[[ Data supplied, beginning ]]

PR #156, opened 2023-06-02
Added RHEL vars for Redhat distros in CMake

ThomBern:
### Summarize your change.
Added the possibility to generate a variable in CMake (on Linux only) that stores the RHEL major release, to use in if statements in case of problems between distro versions.

When running rvbootstrap and rvbuild, some libraries would be 'non-existant', even though they did exist; the problem was in the library suffix which was different with what was needed (eg: .1.so instead of .so.1). This problem would cause the commands to constantly try to rebuild the 'missing' libraries, while there were no changes brought to the files.

Rocky 9.1
The problem occurred with libgc (in gc.cmake) and libcrypto (in openssl.cmake)
- gc.cmake
- openssl.cmake
- rv_targets.cmake
Both cmake files now have an if statement to check their RHEL value, and change the suffix order accordingly.


cmake/defaults/rv_targets.cmake
```diff
@@ -98,6 +98,17 @@ ELSEIF(UNIX)
     -DPLATFORM_OPENGL=1
   )
 
+  EXECUTE_PROCESS(COMMAND cat /etc/redhat-release OUTPUT_VARIABLE RHEL_VERBOSE ERROR_QUIET)
+
+  IF(RHEL_VERBOSE) 
+    MESSAGE(STATUS "Redhat Entreprise Linux version: ${RHEL_VERBOSE}")
+    string(REGEX MATCH "([0-9]+)" RHEL_VERSION_MAJOR "${RHEL_VERBOSE}")
```
geffrak, line 105: Please run the pre-commit hooks. 
`brew install pre-commit`, `pre-commit install`, `git commit --amend -s`

geffrak (approved):

cmake/dependencies/gc.cmake
```diff
@@ -83,6 +83,20 @@ ELSEIF(RV_TARGET_LINUX)
...
       ${_lib_dir}/${CMAKE_SHARED_LIBRARY_PREFIX}cord${CMAKE_SHARED_LIBRARY_SUFFIX}
   )
+  IF(RV_TARGET_IS_RHEL9)
+    SET(_gc_lib_name
+        ${CMAKE_SHARED_LIBRARY_PREFIX}gc${CMAKE_SHARED_LIBRARY_SUFFIX}.1
+    )
+    SET(_cord_lib_name
+        ${CMAKE_SHARED_LIBRARY_PREFIX}cord${CMAKE_SHARED_LIBRARY_SUFFIX}.1
+    )
+    SET(_gc_lib
```
tbabiin, line 93: SET(_gc_lib
        ${_lib_dir}/${CMAKE_SHARED_LIBRARY_PREFIX}gc${CMAKE_SHARED_LIBRARY_SUFFIX}.1
    )
=>
    SET(_gc_lib
        ${_lib_dir}/${(_gc_lib_name}
    )

---- 
Can be done for other libs in gc and openssl

tbabiin:
I have the same situation on Rocky8 hence we should add it to the condition.
Screenshot from 2023-06-05 12-48-32
Screenshot from 2023-06-05 12-49-51

geffrak:
I would do the RHEL8/RHEL9 way by default and RHEL7 as a special case.

PR #157, opened 2023-06-02
Babiin/ocio v2 2 fix ocio freezes and dbl deletes

tbabiin:
### Summarize your change.

Fixing freezes by unlock Mutex when a exception happens
Using QMutex to easily unlock when an exception happen by using Scope with QMutexLocker
Fixing double/multi deletes of Shader::Function when a Config is not found.

Fixing major issues using OCIO

Tested exception robustness when OCIO name isn't the same as RV
Tested many OCIO CS configs to test underscore fix

    Removing duplicate function object addresses in retire vector before
    destructing objects
    Using QMutex instead of pthread_mutex to take advantage of obj scope
    versus Exceptions leaking from Shader::Function ctor
    Fixing unfound OCIO Colour Spaces by removing consecutive underscores as
    OCIO removes them in their code


tbabiin:
By target destination

PR #161, opened 2023-06-05
Automatically retrigger rvpkg on package changes

geffrak:
### Summarize your change.

Adds a dependency to the RV Packages to the step that installs the package to improve the developer experience.

If someone is working on a package and modifying the files, re-building will build a new rvpkg and install it in the compiled RV.

The developer experience was bad. We had to install the package manually.

It's working on MacOS Ventura, but it's pretty platform-independent.


bernie-laberge (approved):
Beautiful ! Thanks !

rogernelson (approved):

PR #163, opened 2023-06-05
Fix rvio Error encoding audio frame

bernie-laberge:
### Summarize your change.

Properly initialize the AVFrame associated with the audio to be encoded prior to calling the FFmpeg method : avcodec_fill_audio_frame()

While testing the rvio software implementation, we realize that the Open RV rvio (hardware) implementation had an issue with the audio encoding: it was returning the following error:
ERROR: Error encoding audio frame: Invalid argument

This error was NOT reproducible on the commercial version of RV.

After investigation, it was found that Open RV uses a more recent version of FFmpeg than the commercial version : 4.4.3 for Open RV, 4.2.1 for RV Commercial. The newer FFmpeg version requires the audio AVFrame passed to avcodec_fill_audio_frame() to be fully initialized. The older FFmpeg version worked without it.
I double checked that all avcodec_fill_audio_frame() calls are done with a fully initialized AVFrame.

Signed-off-by: Bernard Laberge [bernard.laberge@autodesk.com](mailto:bernard.laberge@autodesk.com)

### DIFF
--- a/src/lib/image/MovieFFMpeg/MovieFFMpeg.cpp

[[ Data supplied, end ]]

Required work
Which lines in the records above hold the string "Tested"? Copy each of them.

Reply to the task
Tested exception robustness when OCIO name isn't the same as RV
Tested many OCIO CS configs to test underscore fix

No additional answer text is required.